### DATA FOR REVIEW

=== Section Start ===

PR #421, opened 2024-03-29
Allow disabling upload checksums while using upload review

jamesbornholt:
Some clients (Mountpoint) might want to disable actually sending upload
checksums when talking to S3 endpoints that don't support the additional
checksums feature. But they still want to use the upload review callback
to at least check that the parts sent matched the checksums they expect,
to detect corruption while parts were sitting in CRT memory before being sent.
This change makes it possible to set a checksum location of AWS_SCL_NONE
while still computing checksums for each upload part. The upload review
callback will be invoked as normal, including per-part checksums, but the
checksums won't be included in the requests sent to S3.

(My C is pretty rusty these days, so, uh, feedback welcome)


waahm7 (approved):
Thank you for creating the PR. I have made a small change to finalize error handling since now it can finalize in the read_callback. LGTM!

source/s3_checksum_stream.c
```diff
@@ -14,10 +14,29 @@ struct aws_checksum_stream {
     struct aws_input_stream *old_stream;
     struct aws_s3_checksum *checksum;
     struct aws_byte_buf checksum_result;
-    /* base64 encoded checksum of the stream, updated on destruction of stream */
+    /* base64 encoded checksum of the stream, updated at end of stream */
     struct aws_byte_buf *encoded_checksum_output;
+    bool checksum_finalized;
 };
 
+int s_aws_finalize_checksum(struct aws_checksum_stream *impl) {
```
TingDaoK, line 22: trivial: 
```suggestion
static int s_finalize_checksum(struct aws_checksum_stream *impl) {
```

source/s3_checksum_stream.c
```diff
@@ -14,10 +14,29 @@ struct aws_checksum_stream {
...
+    if (impl->checksum_finalized) {
+        return AWS_OP_SUCCESS;
+    }
+
+    int result = aws_checksum_finalize(impl->checksum, &impl->checksum_result, 0);
+    if (result != AWS_OP_SUCCESS) {
+        aws_byte_buf_reset(&impl->checksum_result, true);
+        impl->checksum_finalized = true;
+        return aws_raise_error(AWS_ERROR_S3_CHECKSUM_CALCULATION_FAILED);
```
TingDaoK, line 31: In general, I would expect all the function call, `aws_checksum_finalize`, will raise the proper error if the result is not AWS_OP_SUCCESS, so that the caller don't need to raise another error.

I looked into `aws_checksum_finalize`, it seems to raise lot of different errors and may not be very informative. Yeah, we should override the error code here, but I'd also suggest to log the previous error code for better error tracking.

source/s3_checksum_stream.c
```diff
@@ -14,10 +14,29 @@ struct aws_checksum_stream {
...
+    }
+    AWS_ASSERT(result == AWS_OP_SUCCESS);
```
TingDaoK, line 33: super trivial: no need to assert again right after the if check

TingDaoK (approved):
trivial stuff. 

fix&ship. (if you don't mind, I can fix it for you)

PR #429, opened 2024-05-08
Buffer-pool allows "forced" buffers, which don't count against memory limit

graebm:
**Issue:**
`aws_s3_meta_request_write()` must write to a buffer immediately if the data is less than part-size. Currently, it uses a buffer hooked up the to default allocator ([code here](https://github.com/awslabs/aws-c-s3/blob/cc06c419448b40417caa7b587f61bb4d8b4c08c1/source/s3_meta_request.c#L2260-L2262)). We'd like to get these buffers from the [buffer-pool](https://github.com/awslabs/aws-c-s3/pull/368), to reduce memory fragmentation and resident set size (RSS).

The problem is: the buffer-pool maintains strict memory limits, and won't allow further allocations when that limit is hit. But `aws_s3_meta_request_write()` MUST get a buffer immediately, or else the system can deadlock (see description in PR https://github.com/awslabs/aws-c-s3/pull/418)

**Description of changes:**
Add `aws_s3_buffer_pool_acquire_forced_buffer()`. These buffers can be created even if they exceed the memory limit.

**Future work:**
Modify `aws_s3_meta_request_write()` to use this new function

**Additional thoughts:**
- Anyone using `aws_s3_meta_request_write()` should limit the total number of uploads like: `max-uploads = memory-limit / part-size`. That was the case even before this PR.


DmitriyMusatkin:
also can you add a section on forced buffers to https://github.com/awslabs/aws-c-s3/blob/main/docs/memory_aware_request_execution.md. we probably want to keep it up to date

include/aws/s3/private/s3_buffer_pool.h
```diff
@@ -111,6 +121,17 @@ AWS_S3_API struct aws_byte_buf aws_s3_buffer_pool_acquire_buffer(
     struct aws_s3_buffer_pool *buffer_pool,
     struct aws_s3_buffer_pool_ticket *ticket);
 
+/*
+ * Force immediate acquisition of a buffer from the pool.
+ * This should only be used if waiting to reserve a ticket would risk deadlock.
+ * This cannot fail, not even if the pool has a reservation hold,
+ * not even if the memory limit has been exceeded.
+ */
+AWS_S3_API struct aws_byte_buf aws_s3_buffer_pool_acquire_forced_buffer(
```
DmitriyMusatkin, line 130: not having it be able to fail seems dangerous. we should probably plan for supporting some sort of bound on forced allocations (if not now than in future). we should have an option for client to enforce how much mem can be used by forced allocations

DmitriyMusatkin (approved):
nits. looks fine overall

DmitriyMusatkin (approved):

=== Section End ===

### ASSIGNMENT
Across the entries above, how many lines carry the word "approved"? Write only the number.

### ANSWER SPACE
4